:: Task item ::
Take the lines below between the one holding "## Motivation and Context" and the one holding "- Modifies the", inclusive, and copy them exactly. Add nothing.

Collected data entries
PR #2396, opened 2024-05-16
--Add Configuration State Flags - Part 1

jturner65:
## Motivation and Context
This is the first of 2 PRs to handle this functionality. The 2nd PR will handle making sure configuration filepaths do not get saved to JSON with inappropriate path information.  

This PR is intended to expand the capabilities of the Configurations without incurring much cost by providing status flags for each ConfigValue that reside within the 4 byte gap the current _type field causes due to 8 byte alignment.

- Modifies the ConfigValType (int) _type field to be u_int64_t _typeAndFlags, where the lower 32 bits correspond to the previous _type value and the higher 32 bits are used to record state of the ConfigValue, along with necessary plumbing to consume the type value in the same way as before.

- Adds ConfigValStatus enum (u_int64_t) to hold bit flags representing state of the ConfigValue. Currently 3 flags are supported, ConfigValStatus::isDefault , ConfigValStatus::isHidden and ConfigValStatus::isTranslated.
        -- **isDefault** : represents programmatic initialization of a value, as opposed to it being set intentionally from a file or user input.
        -- **isHidden** : represents a value being used internally and not part of the actual Configuration data hierarchy. These values we never want to write to file or expose to a user unless for debugging purposes.
         -- **isTranslated** : represents a value that is stored as a string but is translated, currently to enum values, upon consumption.

 - Adds "init" setters that set the ConfigValStatus::isDefault bit of the ConfigValue's _typeAndFlags variable to 1, while the legacy "set" setters set it to 0.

:: Reply ::
## Motivation and Context
This is the first of 2 PRs to handle this functionality. The 2nd PR will handle making sure configuration filepaths do not get saved to JSON with inappropriate path information.  

This PR is intended to expand the capabilities of the Configurations without incurring much cost by providing status flags for each ConfigValue that reside within the 4 byte gap the current _type field causes due to 8 byte alignment.

- Modifies the ConfigValType (int) _type field to be u_int64_t _typeAndFlags, where the lower 32 bits correspond to the previous _type value and the higher 32 bits are used to record state of the ConfigValue, along with necessary plumbing to consume the type value in the same way as before.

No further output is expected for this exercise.